Importantly, symmetrical objects, naturally eliciting no spatial response, were trained to elicit compatibility effects when the associated action was acquired with the goal of obtaining information. To our knowledge, this is a unique finding in both the literature of affordances and the literature on the effect of action goals in action execution. Previous work on functional affordances confounded meaningful actions (i.e., picking up) with the side of space cued and acted upon (i.e., the handle could point to particular side of space) and afforded only a limited set of consequent actions (e.g., Phillips & Ward, 2002). The present experiments separated meaning from spatial location, using symmetrical objects that would typically have no prior associated actions. The object view (a shape on a cube face) was associated with an arbitrary meaningful action via training.

Previous work on the effect of action goals has shown that goals such as approaching or avoiding a stimulus (e.g., Bamford & Ward, 2008; Seibt et al., 2008; van Dantzig et al., 2008) or the goal of producing a lateralized stimulus (e.g., Guiard, 1983; Hommel, 1993) can produce S–R compatibility effects. The present findings show that S–R compatibility effects can be produced even when the stimulus is nonlateralized (symmetrical cube) and the action effects relate only to the goal of efficient information extraction but have no other lateralized attribute (e.g., appearing close/far, left/right).
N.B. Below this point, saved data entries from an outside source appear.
PR #663, opened 2024-05-28
ENH: Implement ObjectDataProvider as a Provider

### LINKED ISSUE #564: Return object metadata as a Pydantic model

mferrera:
Resolves #564 

It now sets its state on initialization and returns a Pydantic model via the prescribed method. Does not do much of the possible clean-ups within the base class.

There is still more work to be within the object data provider base class but this should have the inputs (spec, bbox, etc) and outputs (content) where they need to be.

### DIFF
--- a/src/fmu/dataio/providers/objectdata/_base.py
+++ b/src/fmu/dataio/providers/objectdata/_base.py
@@ -1,6 +1,6 @@
 from __future__ import annotations
 
-from abc import ABC, abstractmethod
+from abc import abstractmethod
 from copy import deepcopy
 from dataclasses import dataclass, field
 from datetime import datetime
@@ -11,8 +11,14 @@ from warnings import warn
 from fmu.dataio._definitions import ConfigurationError
 from fmu.dataio._logging import null_logger
 from fmu.dataio._utils import generate_description
-from fmu.dataio.datastructure._internal.internal import AllowedContent
-from fmu.dataio.datastructure.meta import content, enums
+from fmu.dataio.datastructure._internal.internal import AllowedContent, UnsetAnyContent
+from fmu.dataio.datastructure.meta.content import (
+    AnyContent,
+    FMUTimeObject,
+    Time,
+)
+from fmu.dataio.datastructure.meta.enums import ContentEnum
+from fmu.dataio.providers._base import Provider
 
 if TYPE_CHECKING:
     from fmu.dataio.dataio import ExportData
@@ -111,14 +117,14 @@ def get_timedata_from_existing(meta_timedata: dict) -> tuple[datetime, datetime 
     )
 
 
-def get_fmu_time_object(timedata_item: list[str]) -> content.FMUTimeObject:
+def get_fmu_time_object(timedata_item: list[str]) -> FMUTimeObject:
     """
     Returns a FMUTimeObject from a timedata item on list
     format: ["20200101", "monitor"] where the first item is a date and
     the last item is an optional label
     """
     value, *label = timedata_item
-    return content.FMUTimeObject(
+    return FMUTimeObject(
         value=datetime.strptime(str(value), "%Y%m%d"),
         label=label[0] if label else None,
     )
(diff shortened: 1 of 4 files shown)


src/fmu/dataio/providers/objectdata/_base.py
```diff
@@ -178,16 +184,72 @@ class ObjectDataProvider(ABC):
...
-        except KeyError:
-            raise ConfigurationError(
-                f"The file format {fmt} is not supported. ",
-                f"Valid {subtype} formats are: {list(validator.keys())}",
+    def __post_init__(self) -> None:
+        """Main function here, will populate the metadata block for 'data'."""
+
+        # Don't re-initialize data if it's coming from pre-existing metadata.
+        if self.metadata:
+            return
```
mferrera, line 192: This is just the same `derive_metadata()` method that existed, with this extra condition, and the short form `meta = self.metadata` removed for the explicitness. No other changes

src/fmu/dataio/providers/objectdata/_base.py
```diff
@@ -270,72 +334,24 @@ def get_bbox(self) -> BoundingBox2D | BoundingBox3D | None:
...
+            if self.metadata["content"] == "unset"
+            else AnyContent.model_validate(self.metadata)
+        )
 
-        meta["content"] = (usecontent := content_model.content)
-        if content_model.content_incl_specific:
-            meta[usecontent] = getattr(
-                content_model.content_incl_specific, usecontent, None
+    @staticmethod
+    def _validate_get_ext(fmt: str, subtype: str, validator: dict[str, V]) -> V:
```
mferrera, line 345: Nothing changed in this method, just moved to the bottom of the class

src/fmu/dataio/providers/objectdata/_base.py
```diff
@@ -270,72 +334,24 @@ def get_bbox(self) -> BoundingBox2D | BoundingBox3D | None:
...
-        meta["offset"] = namedstratigraphy.offset
-        meta["alias"] = namedstratigraphy.alias
-        meta["top"] = namedstratigraphy.top
-        meta["base"] = namedstratigraphy.base
+    def get_metadata(self) -> AnyContent | UnsetAnyContent:
+        return (
+            UnsetAnyContent.model_validate(self.metadata)
+            if self.metadata["content"] == "unset"
+            else AnyContent.model_validate(self.metadata)
+        )
```
mferrera, line 342: This is the only new functionality in this class, aside from deriving from `Provider` now.

src/fmu/dataio/providers/objectdata/_base.py
mferrera: This will be removed with the changes to preprocessed data, of course..

tnatt (commented):
🎉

The finding that trained object features elicited compatibility effects suggests that any object property could come to be associated with, and activate, very particular object-specific skilled actions for the efficient extraction of perceptual information. Behavioral chains of such sequences might help explain the flexibility and optimization observed in expertise. Information in any form can be associated with actions providing increasingly efficient routes to further information extraction and subsequent actions, all contributing to optimal execution of a given task.

The present findings emphasize and provide empirical support for the exploratory nature of perception and its use of action systems to better perceive and identify the objects to act upon in the world. In terms of the sensorimotor approach to perception and action, perception dictates action. However, according to the ideomotor theory, we act not merely on what we see, but as a means to get to what we want to see (see also O’Regan & Noe, 2001). Informational affordances empirically encapsulate this by showing that perception can dictate a special class of actions in service of perception itself and that associations driving these actions are highly flexible and very specific. It is clear from our experiments that having a goal of object identification changes the readiness of the visuomotor system to make certain actions. In particular, when in a task set related to object identification, actions that would facilitate identification are activated. The actions activated by an object must be specified at the level of goals (e.g., rotate the cube along the best path), not motor commands (e.g., press the left button). Just as perception for action emphasizes that sensory systems have evolved to enable action, the kind of action for perception illustrated in our results emphasizes that identifying the objects in our environment is an active, not a passive process.